1 Genes, Genomes and Genome Browsers

1.1 What is a gene?

A gene is a segment of DNA that directs the production of a functional product (i.e. protein, see Figure 1.1). A significant number of eukaroytic genes are protein coding. Each protein-coding gene is first used as a template to create an RNA transcript through a process called transcription. The RNA transcript is then processed into a messenger RNA (mRNA). The most notable change that occurs during RNA processing is that intron sequences are removed (dark gray segments in Figure 1.1). The mRNA is then exported from the nucleus and used as a template to make a protein in a process called translation. Most translation occurs in the cytoplasm. Translation of secreted and transmembrane proteins occur at the surface of the endoplasmic reticulum. Proteins do most of the work necessary to maintain cell structure, function and behavior.

An overview of Gene Expression. A small segment of DNA (light grey) containing a single gene (orange) is shown. The RNA transcript is highlighted in green (exons) and dark gray (introns).

Figure 1.1: An overview of Gene Expression. A small segment of DNA (light grey) containing a single gene (orange) is shown. The RNA transcript is highlighted in green (exons) and dark gray (introns).

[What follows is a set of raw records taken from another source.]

PR #342, opened 2014-12-29
Implemented SA1404 CodeAnalysisSuppressionMustHaveJustification

### LINKED ISSUE #93: SA1404: CodeAnalysisSuppressionMustHaveJustification
http://www.stylecop.com/docs/SA1404.html

pdelvo:
Fixes #93

### DIFF
--- a/StyleCop.Analyzers/StyleCop.Analyzers/MaintainabilityRules/SA1404CodeAnalysisSuppressionMustHaveJustification.cs
+++ b/StyleCop.Analyzers/StyleCop.Analyzers/MaintainabilityRules/SA1404CodeAnalysisSuppressionMustHaveJustification.cs
@@ -79,7 +79,7 @@
                                 var value = context.SemanticModel.GetConstantValue(attributeArgument.Expression);
 
                                 // If value does not have a value the expression is not constant -> Compilation error
-                                if (!value.HasValue || !string.IsNullOrWhiteSpace((string)value.Value))
+                                if (!value.HasValue || !string.IsNullOrWhiteSpace(value.Value as string))
                                     return;
 
                                 // Empty, Whitespace or null justification provided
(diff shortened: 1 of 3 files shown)


StyleCop.Analyzers/StyleCop.Analyzers/MaintainabilityRules/SA1404CodeAnalysisSuppressionMustHaveJustification.cs
```diff
@@ -49,7 +53,45 @@ public override ImmutableArray<DiagnosticDescriptor> SupportedDiagnostics
...
+                        foreach (var argument in attribute.ArgumentList.ChildNodes())
+                        {
+                            var attributeArgument = argument as AttributeArgumentSyntax;
+                            if (attributeArgument?.NameEquals?.Name?.ToString() == "Justification")
+                            {
+                                // Check if the justification is not empty
+
+                                var value = context.SemanticModel.GetConstantValue(attributeArgument.Expression);
+
+                                // If value does not have a value the expression is not constant -> Compilation error
```
sharwell: What happens if the user passes a constant which is not a string? The code won't compile, but would it cause an exception for the cast to `string`?

StyleCop.Analyzers/StyleCop.Analyzers/MaintainabilityRules/SA1404CodeAnalysisSuppressionMustHaveJustification.cs
```diff
@@ -49,7 +53,45 @@ public override ImmutableArray<DiagnosticDescriptor> SupportedDiagnostics
...
+                if(symbol != null)
+                {
+                    var suppressMessageType = context.SemanticModel.Compilation.GetTypeByMetadataName(typeof(SuppressMessageAttribute).FullName);
+                    if (symbol.ContainingType == suppressMessageType)
+                    {
+
+                        foreach (var argument in attribute.ArgumentList.ChildNodes())
+                        {
+                            var attributeArgument = argument as AttributeArgumentSyntax;
+                            if (attributeArgument?.NameEquals?.Name?.ToString() == "Justification")
```
sharwell: This can be `nameof(SuppressMessageAttribute.Justification)`. :sunglasses:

While the transcribed region a gene requires adjacent sequence to become transcribed at the right time and place (i.e. promoter, see Chapter 5), for simplicity, the size of a gene (number of base pairs) is typically defined by where transcription begins and ends. Thus, the sites of transcription initiation and transcription termination define both gene size and RNA transcript size (but not mRNA size which is typically shorter as most eukaryotic genes have introns).

1.2 What is a genome?

Genes are distributed linearly along chromosomes² (Figure 1.2). One complete set of chromosomes for a given specifies makes up what we call a genome (sometimes called the “haploid genome”)³.

This schematic represents a hypothetical segment of a chromosome with orange rectangles representing genes distributed linearly along the DNA segment shown.

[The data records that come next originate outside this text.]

PR #344, opened 2015-01-01
Handle cases where INamespaceSymbol is not available for a using directive

### LINKED ISSUE #343: SA1210 Diagnostic can throw NullReferenceException
In SA1210UsingDirectivesMustBeOrderedAlphabeticallyByNamespace.cs, Line 62 namespaceSymbol can be null if the document is not valid at the moment. (Happened to me when I typed '.' After System when writing a using directive)

sharwell:
Fixes #343


sharwell:
@pdelvo Can you review this?

pdelvo:
I think this fixes it.

PR #345, opened 2015-01-03
Implemented SA1405 and SA1406

### LINKED ISSUE #94: SA1405: DebugAssertMustProvideMessageText
http://www.stylecop.com/docs/SA1405.html

### LINKED ISSUE #95: SA1406: DebugFailMustProvideMessageText
http://www.stylecop.com/docs/SA1406.html

pdelvo:
Fixes #94 and fixes #95.

I had to add a reference to System.dll to the tests to make the System.Diagnostics.Debug class available. A code fix doesn't make much sense here. It would be nice if someone could check my comments. English is not my first language ;)

### DIFF
--- a/StyleCop.Analyzers/StyleCop.Analyzers.Test/MaintainabilityRules/SA1406UnitTests.cs
+++ b/StyleCop.Analyzers/StyleCop.Analyzers.Test/MaintainabilityRules/SA1406UnitTests.cs
@@ -1,0 +1,158 @@
+﻿using System.Threading;
+using System.Threading.Tasks;
+using Microsoft.CodeAnalysis;
+using Microsoft.CodeAnalysis.Diagnostics;
+using Microsoft.VisualStudio.TestTools.UnitTesting;
+using StyleCop.Analyzers.MaintainabilityRules;
+using TestHelper;
+
+namespace StyleCop.Analyzers.Test.MaintainabilityRules
+{
+    [TestClass]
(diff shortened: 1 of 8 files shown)


StyleCop.Analyzers/StyleCop.Analyzers.Test/MaintainabilityRules/SA1406UnitTests.cs
```diff
@@ -0,0 +1,158 @@
...
+        [TestMethod]
+        public async Task TestWrongDebugClass()
+        {
+            var testCode = @"
+public class Foo
+{
+    public void Bar()
+    {
+        string message = ""A message"";
+        Debug.Fail(message);
```
sharwell: Nice catch to think of this test. :+1: However, the particular input you chose would not produce a diagnostic message even if it was analyzed as the normal `System.Diagnostics.Debug.Fail` method. You should add a test that would normally produce a diagnostic, but does not here only because the `Debug` class is not the expected one.

sharwell:
You've done a great job here. I ran some additional tests locally and everything seems to work like it's supposed to. However, before merging it I'm going to include a few additional tests. You don't need to do any work.

sharwell:
I added a bunch of additional tests in 7b5f7fb94ad195364cf2c58864f075bd0a5112de and 4be27a81cd04e4f0efd505eae57f7882c1c03706. Everything passed.

PR #349, opened 2015-01-11
Implement SA1122 diagnostic and code fix

### LINKED ISSUE #55: SA1122: UseStringEmptyForEmptyStrings
http://www.stylecop.com/docs/SA1122.html

pdelvo:
Fixes #55

### DIFF
--- a/StyleCop.Analyzers/StyleCop.Analyzers.Test/ReadabilityRules/SA1122UnitTests.cs
+++ b/StyleCop.Analyzers/StyleCop.Analyzers.Test/ReadabilityRules/SA1122UnitTests.cs
@@ -54,8 +54,37 @@
                     }
                 };
 
-            await VerifyCSharpDiagnosticAsync(string.Format(testCode, useVerbatimLiteral ? "@" : ""), expected, CancellationToken.None);
+            await VerifyCSharpDiagnosticAsync(string.Format(testCode, useVerbatimLiteral ? "@" : string.Empty), expected, CancellationToken.None);
         }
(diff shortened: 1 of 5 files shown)


StyleCop.Analyzers/StyleCop.Analyzers.Test/ReadabilityRules/SA1122UnitTests.cs
```diff
@@ -0,0 +1,159 @@
...
+    }
+}";
+
+            await VerifyCSharpFixAsync(string.Format(oldSource, useVerbatimLiteral ? "@" : ""), newSource);
+        }
+
+        [TestMethod]
+        public async Task TestCodeFixMultipleNodes()
+        {
+            // Tests if the code fix works if the SourceSpan of the diagnostic has more then one SynatxNode associated with it
```
sharwell: Nice, I wouldn't have thought of this.

sharwell:
Can you add the following tests? I believe they would fail with the current code.

1. A string literal passed as the argument to an attribute.
2. A string literal which is assigned to a `const` field or local variable.

StyleCop.Analyzers/StyleCop.Analyzers.Test/ReadabilityRules/SA1122UnitTests.cs
pdelvo: I wouldnt have thought about this too if i would not have tested this with a small project I have with a lot of weird syntax in it ;)

sharwell:
Thanks! By the way, make sure to comment after updating or it won't notify me. :+1:

PR #1845, opened 2015-11-26
Fix handling of property accessor visibility

### LINKED ISSUE #1844: SA1623 - Property summary documentation in private class
After updating to Beta 17 I am getting SA1623 reported for the following scenario (note the class is private):

    private class TestClass
    {
        /// <summary>
        /// Gets the name
        /// </summary>
        public string Name { get; private set; }
    }

It thinks that the summary should start with "Gets or sets". The analyzer gets confused because the effective accessibility of the getter/setter is determined to be private due to the fact that is in contained in a private class.
I started trying to fix this but it's rather tricky. It's a low priority for me because we very rarely use private classes.

For what it's worth, I think the following unit test should pass.

        [Theory]
        [InlineData("public", "int", "{ get; set; }", "Gets or sets")]
        [InlineData("public", "int", "{ get; protected set; }", "Gets or sets")]
        [InlineData("public", "int", "{ get; protected internal set; }", "Gets or sets")]
        [InlineData("public", "int", "{ get; internal set; }", "Gets")]
        [InlineData("public", "int", "{ get; private set; }", "Gets")]
        [InlineData("public", "int", "{ get; }", "Gets")]
        [InlineData("public", "int", "{ get; } = 0;", "Gets")]
        [InlineData("public", "int", "=> 0;", "Gets")]
        [InlineData("public", "int", "{ set { } }", "Sets")]
        [InlineData("public", "int", "{ internal get { return 0; } set { } }", "Sets")]
        [InlineData("public", "int", "{ private get { return 0; } set { } }", "Sets")]
        [InlineData("public", "bool", "{ get; set; }", "Gets or sets a value indicating whether")]
        [InlineData("public", "bool", "{ get; }", "Gets a value indicating whether")]
        [InlineData("public", "bool", "{ get; } = true;", "Gets a value indicating whether")]
        [InlineData("public", "bool", "=> true;", "Gets a value indicating whether")]
        [InlineData("public", "bool", "{ get; private set; }", "Gets a value indicating whether")]
        [InlineData("public", "bool", "{ set { } }", "Sets a value indicating whether")]
        [InlineData("public", "bool", "{ private get { return false; } set { } }", "Sets a value indicating whether")]
        [InlineData("protected", "int", "{ get; private set; }", "Gets")]
        [InlineData("protected", "int", "{ private get { return 0; } set { } }", "Sets")]
        [InlineData("protected internal", "int", "{ get; internal set; }", "Gets")]
        [InlineData("protected internal", "int", "{ get; private set; }", "Gets")]
        [InlineData("protected internal", "int", "{ internal get { return 0; } set { } }", "Sets")]
        [InlineData("protected internal", "int", "{ private get { return 0; } set { } }", "Sets")]
        [InlineData("internal", "int", "{ get; private set; }", "Gets")]
        [InlineData("internal", "int", "{ private get { return 0; } set { } }", "Sets")]
        public async Task VerifyDocumentationOfPublicMethodInPrivateClassWillProduceDiagnosticAsync(string accessibility, string type, string accessors, string expectedArgument)
        {
            var testCode = $@"
    public class TestClass
    {{
        private class PrivateTestClass
        {{
            /// <summary>
            /// The first test value.
            /// </summary>
            {accessibility} {type} TestProperty {accessors}
        }}
    }}
    ";

            var fixedTestCode = $@"
    public class TestClass
    {{
        private class PrivateTestClass
        {{
            /// <summary>
            /// {expectedArgument} the first test value.
            /// </summary>
            {accessibility} {type} TestProperty {accessors}
        }}
    }}
    ";

            var expected = this.CSharpDiagnostic(PropertySummaryDocumentationAnalyzer.SA1623Descriptor).WithLocation(9, 11 + accessibility.Length + type.Length).WithArguments(expectedArgument);

            await this.VerifyCSharpDiagnosticAsync(fixedTestCode, EmptyDiagnosticResults, CancellationToken.None).ConfigureAwait(false);
            await this.VerifyCSharpFixAsync(testCode, fixedTestCode).ConfigureAwait(false);
        }

sharwell:
Fixes #1844 

To make this easier to review in the context of the original bug report, the commits are as follows:

1. First commit uses the originally proposed set of tests from #1844, without changes.
2. Second commit updates the implementation to follow the documented rules for SA1623 and SA1624.
3. Third commit corrects test cases which failed after updating the implementation. This shows the difference between the actual implementation here, the original tests, and issue #1844.


vweijsters:
:+1: Looks good to me

PR #1846, opened 2015-11-27
Improve messaging for SA1205

### LINKED ISSUE #1778: Code triggers SA1202 instead of SA1400
First reported in #1766, Issue D9, with some refinements here.

This is a difference with classic StyleCop. In classic StyleCop the code below would trigger SA1400 and SA1205. In the current analyzer it triggers SA1202 and SA1205. It boils down to the fact that the partial classes without an access modifier may appear before or after the public class, depending on the access modifier assigned. Classic StyleCop suppressed the SA1202 and just reported SA1205 (and SA1400). The current analyzer suppresses SA1400 in favor of SA1205, but classic StyleCop reported both.

I'd be okay with just documenting this functionality difference with classic StyleCop. This is not a problem that will come up frequently, and I think it was really a bug in classic StyleCop that they reported both SA1400 and SA1205. The current functionality is actually more correct than standard StyleCop.

```csharp
namespace RuleViolations
{
    /// <summary>A rule SA1205 fail.</summary>
    public class RuleSA1205Fail
    {
        /// <content>A part 1 class.</content>
        partial class Part1
        {
        }

        /// <summary>A part 2 class.</summary>
        public class Part2
        {
        }
    }
}
```

sharwell:
Closes #1778

### DIFF
--- a/StyleCop.Analyzers/StyleCop.Analyzers/OrderingRules/SA1205PartialElementsMustDeclareAccess.cs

Figure 1.2: This schematic represents a hypothetical segment of a chromosome with orange rectangles representing genes distributed linearly along the DNA segment shown.

The haploid genome for humans consists of 24 linear chromosomes and one circular mitochondrial chromosome. Each chromosome varies in length. For example, chromosome one is the longest at 248,956,422 base pairs (bp). Given that 10 bp of a double helix measures 34 angstroms in length, chromosome one is calculated to be 82.7 mm!⁴ (Figure 1.3).

Actual length of the human genome when scale bar equals one centimeter. Naken mitochondrial DNA is too small to be shown. It is a small circular DNA molecule, with a circumference of 55 microns.

Figure 1.3: Actual length of the human genome when scale bar equals one centimeter. Naken mitochondrial DNA is too small to be shown. It is a small circular DNA molecule, with a circumference of 55 microns.

Like all animals, humans are diploid. Thus, their somatic cells⁵ harbor 22 pairs of autosomes⁶ and one pair of sex chromosomes (either XX or XY). Thus, over two meters of DNA is crammed into each somatic nucleus! But the diameter of the average mammalian nucleus is only 6 microns or 0.006 of a millimeter. How does the diploid genome fit? First, the diameter of the DNA double helix is only two angstroms⁷ but also, each chromosome is carefully packaged by proteins in a systematic and stereotypical manner (Figure 1.4).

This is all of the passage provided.